CMV-specific T cells recover faster and respond to Wilms tumor 1 protein
Luo and coworkers showed in their study: Cytomegalovirus-specific CD8+ T cells reconstituted much faster than the Wilms tumor 1-specific CD8+ T cells in the measured time period. Furthermore, the cytomegalovirus-specific T cells expressed fewer exhaustion markers and were more functional, as shown by the production of IFN-γ/TNF-α and the expression of Eomes/T-bet.
The scientists stimulated the patients' T cells with the cytomegalovirus pp65 protein or the Wilms tumor 1 protein – both peptide pools from peptides&elephants. They then used FACS analysis to determine what phenotype they had and whether the CD8+ or CD4+ T cells produced IFN-γ and TNF-α. The results: If the cytomegalovirus had reactivated within the measured time period, more cytomegalovirus-specific CD8+ T cells were produced – in response to both proteins. At the same time, the expression values of Eomes+T-bet- were lower and those of Eomes+T-bet+ were higher. Cytomegalovirus-specific T cell clones are therefore able to respond to Wilms tumor-1 as a leukemia antigen stimulus.

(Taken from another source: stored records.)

Issue #63, opened 2017-06-18
Handle custom string manipulations


padraic:
@theofidry I checked briefly into the PHAR problems, and it seems to boil down to PHP Parser referring to specific classes and functions using strings (which we aren't scoping). Two examples:

`PhpParser\Lexer::createTokenMap()`:
```php
if (defined($name = 'PhpParser\\Parser\\Tokens::' . $name)) {
    // Other tokens can be mapped directly
    $tokenMap[$i] = constant($name);
}
```
Straightforward class name in a string which is not scoped. This is the first problem encountered. When fixed, you find another when Pretty Printing. I assume at that point we've gone through most of the parsing, so there may just be a couple of these.

`PhpParser\PrettyPrinterAbstract::p()`:
```php
/**
 * Pretty prints a node.
 *
 * @param Node $node Node to be pretty printed
 *
 * @return string Pretty printed node
 */
protected function p(Node $node)
{
    return $this->{'p' . $node->getType()}($node);
}
```
The `$node->getType()` returns the class ref which is prefixed, so the function name is corrupted and causes a fatal error.

The outcome of the problem is that scoped files are empty apart from an opening PHP tag. So essentially, we need a facility to apply simple patches to files. I'm not sure if they should target before or after scoping. I suspect doing it beforehand is simpler, but debugging takes place after (and pretty printing meddles with line numbers in between). Might be useful to have a shortcut to extract the phar from php-scoper itself for ease of debugging. I'm using the following the extract the phar at the moment:

`php -r '$phar = new Phar("bin/php-scoper.phar"); $phar->extractTo("./build/extract");'`

theofidry:
I think we would be better off trying to patch PhpParser rather

padraic:
Just for reference, the second example can be resolved with (23 being uniqid() string length):

`PhpParser\NodeAbstract::getType()`:
```php
public function getType()
{
    return strtr(substr(rtrim(get_class($this), '_'), 15+23), '\\', '_');
}
```
No further errors thereafter.

As regards patching, we can patch this directly (if that's what you mean, via makefile), but the prefix is not static so we still need a way to advise the patching op of what the prefix is, so patching needs to be done either during scoping (which the issue title suggests) or post-scoping when we can signal or retrieve it - perhaps even just dump the prefix to a simple file for reading instead of searching for it.

theofidry:
[...]

PR #65, opened 2017-06-23
Add StringReplacer scoper and config for build

padraic:
Possible implementation of #63 for feedback using `preg_replace`. Works to current build with the scoper.json configuration (if you can survive the nested slash escapes in there!).


src/Console/Command/AddPrefixCommand.php
```diff
@@ -234,4 +251,76 @@ private function validateOutputDir(InputInterface $input, OutputStyle $io)
...
+        $replaceStrings = $input->getOption(self::REPLACE_STRINGS_OPT);
+
+        if (false === $this->fileSystem->isAbsolutePath($replaceStrings)) {
+            $replaceStrings = getcwd().DIRECTORY_SEPARATOR.$replaceStrings;
+        }
+
+        $input->setOption(self::REPLACE_STRINGS_OPT, $replaceStrings);
+
+        if (false === $this->fileSystem->exists($replaceStrings)) {
+            return;
```
padraic: Should raise an exception actually...

padraic:
Not sure why Scrutinizer is erroring...

scoper.json
```diff
@@ -0,0 +1,18 @@
+{
```
theofidry: Maybe we should go for https://github.com/nette/neon? Unlike JSON, multiline is either which could help making the code a bit clearer. Alternatively we could allow a PHP config.

To be clear I don't have anything against JSON and it's a popular config format, but in our case it looks really awkward to use

src/Console/Command/AddPrefixCommand.php
```diff
@@ -98,6 +109,12 @@ protected function execute(InputInterface $input, OutputInterface $output)
         $this->validatePaths($input);
         $this->validateOutputDir($input, $io);
 
+        $replaceStrings = $input->getOption(self::REPLACE_STRINGS_OPT);
+        if (is_string($replaceStrings)) {
```
theofidry: `null !== replaceStrings `?

src/Scoper/StringReplacer.php
```diff
@@ -0,0 +1,89 @@
...
+     * Replaces selected strings in files if configured by user.
+     *
+     * {@inheritdoc}
+     */
+    public function scope(string $filePath, string $prefix): string
+    {
+        $content = $this->decoratedScoper->scope($filePath, $prefix);
+
+        if (is_array($this->replaceMap) && isset($this->replaceMap[$filePath])) {
+            foreach ($this->replaceMap[$filePath] as $replacement) {
```
theofidry: could do an early return here

src/Scoper/StringReplacer.php
```diff
@@ -0,0 +1,89 @@
...
+                        )
+                    );
+                }
+            }
+        }
+
+        return $content;
+    }
+
+    private function mapByFile(array $replaceMap)
```
theofidry: can we make it stateless? i.e. returning `replaceMap` instead of mutating the property directly

src/Scoper/StringReplacer.php
```diff
@@ -0,0 +1,89 @@
...
+
+use Humbug\PhpScoper\Scoper;
+use Humbug\PhpScoper\Throwable\Exception\RuntimeException;
+
+final class StringReplacer implements Scoper
+{
+    /**
+     * @var array
+     */
+    private $replaceMap;
```
theofidry: the default value could be an empty array to avoid the [`is_array($this->replaceMap`](https://github.com/humbug/php-scoper/pull/65/files#diff-116fe39c87c6067b54d0c5cb7b90f772R48) and remove the `@var` (as the type would become clear from the declaration)

src/Scoper/StringReplacer.php
```diff
@@ -0,0 +1,89 @@
...
+
+    private $decoratedScoper;
+
+    public function __construct(Scoper $decoratedScoper)
+    {
+        $this->decoratedScoper = $decoratedScoper;
+    }
+
+    public function setReplaceMap(array $replaceMap)
```
theofidry: `configureReplaceMap()`?

Makefile
```diff
@@ -31,7 +31,7 @@ build: vendor
 	# be used and `box.json.dist` must include the `tests` directory
 	#
 	composer install --prefer-dist
-	php -d zend.enable_gc=0 bin/php-scoper.php add-prefix --force
+	php -d zend.enable_gc=0 bin/php-scoper.php add-prefix --replace-strings=scoper.json --force
```
theofidry: should we add a default? I.e. detect `scoper.json` when it exists

src/Console/Command/AddPrefixCommand.php
```diff
@@ -37,19 +38,23 @@
...
 
     private $fileSystem;
     private $handle;
+    private $stringReplacer;
 
     /**
      * @inheritdoc
      */
-    public function __construct(Filesystem $fileSystem, HandleAddPrefix $handle)
+    public function __construct(Filesystem $fileSystem, HandleAddPrefix $handle, StringReplacer $stringReplacer = null)
```
theofidry: I'm not a big fan of this pattern, it's really not clear that we are changing the state of `Scoper` which is used by the handler that way, besides making the scoper stateful. What about passing the `replaceMap` as a parameter or the handler and scoper?

scoper.json
padraic: Yes, JSON needs to go - the nested escaping is ridiculous in this case.

src/Console/Command/AddPrefixCommand.php
padraic: I assume you’re referring to a ReplaceMap object above? s/or/for/ ;).

theofidry: `public function setReplaceMap(array $replaceMap)` => instead of using a mutator that way, I would just pass it to the handler. Not sure if we should encapsulate that into a Value Object to make it clearer, but IMO that would be cleaner and less confusing to pass it as a parameter

padraic:
@theofidry Switched to YAML. The one thing I'm blocking on is the Scoper redirection to set the replacement strings. Every option I arrive at looks equally bad, and it boils down to either living with it, extracting some of the input processing to get the map early enough, or possible overkill for something this small, encapsulating object creation for deferral to when we have the replacements.

Updated some of the tests, though there's none specific to the StringReplacer for now.

src/Console/Command/AddPrefixCommand.php
```diff
@@ -234,4 +253,96 @@ private function validateOutputDir(InputInterface $input, OutputStyle $io)
...
+                    'Unable to parse replacement strings JSON file: %s%s%s',
+                    $replaceStrings,
+                    PHP_EOL,
+                    $e->getMessage()
+                )
+            );
+        }
+    }
+
+    private function makeAbsolutePath(string $path): string
```
padraic: Ye olde extract method, should be propagated to a few methods in this class where this check is repeated.

theofidry:
@padraic I'm a bit worried about that approach, it does work in this specific case but looks quite limited and brittle. I would be fine if it was internal, but that's an important extension point. So thinking a bit more about here he's another approach I would like to suggest:

```php
// .php-scoper.php
<?php

return [
    function(string $filePath, string $prefix): string {
        // Closure actually matching the scoper signature
    },
];
```

There is two differences here:

- It gives greater flexibility in the string manipulation which allow to go beyond the limitations of `preg_replace()`
- As it's pure PHP, you can do more hacky things

Although I'm usually against the second point, here's a reason why I would allow it in our case. For example you have a library for which one of the dependency is not a fixed version but a ranged one, i.e. not fixed by a `composer.lock`. So let's take the example of `humbug` which could depend on `nikic/php-parser`. On `3.0.5`, we need to apply a patch with the extension provided, however in `3.0.6` this patch is no longer valid (we are manipulating potentially internal code so this kind of BC can happen in a patch version). So what we want to do here is something like:

```php
// .php-scoper.php
<?php

require_once __DIR__.'/vendor/ocramius/package-versions/src/PackageVersions/Versions.php';

$patchPhpParser = function(string $filePath, string $prefix): string
{
    $version = explode('@', Versions::getVersion('nikic/php-parser'))[0];

    if ('v3.0.5' === version) {
       // do something
    }

    return file_get_contents($filePath);
}

return [
    patchPhpParser,
];
```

15-mers of Wilms tumor-1 identified that trigger T cell response
In addition, the scientists mapped immunogenic epitopes of Wilms tumor 1 that are recognized by cytomegalovirus-specific T cells. To do this, the scientists stimulated aliquots of cytomegalovirus-specific T cells with individual Wilms tumor 1 peptides. They used survivin peptide pool from peptides&elephants as a control. After 72 hours of stimulation, they collected the supernatants and assessed the concentration of IFN-γ using ELISA. With this mapping grid they were able to identify specific 15-mers of Wilms tumor 1 that trigger a T cell response.
CMV-specific T cells react to leukemia antigen – cross-reaction with leukemia cells remains unclear
The scientists' data showed: The cytomegalovirus-specific T cells recovered more quickly after a transplantation and produced more cytokines in response to stimuli than the Wilms tumor 1-specific T cells. If the cytomegalovirus had reactivated within the measured time period, more cytomegalovirus-specific CD8+ T cells were produced when stimulated with a cytomegalovirus protein or Wilms tumor 1. Cytomegalovirus-specific T cell clones therefore react to a leukemia antigen. However, whether the cytomegalovirus-specific T cells are able to cross-react with leukemia cells still needs to be investigated.
Luo XH et al.
Different recovery patterns of CMV-specific and WT1-specific T cells in patients with acute myeloid leukemia undergoing allogeneic hematopoietic cell transplantation: Impact of CMV infection and leukemia relapse.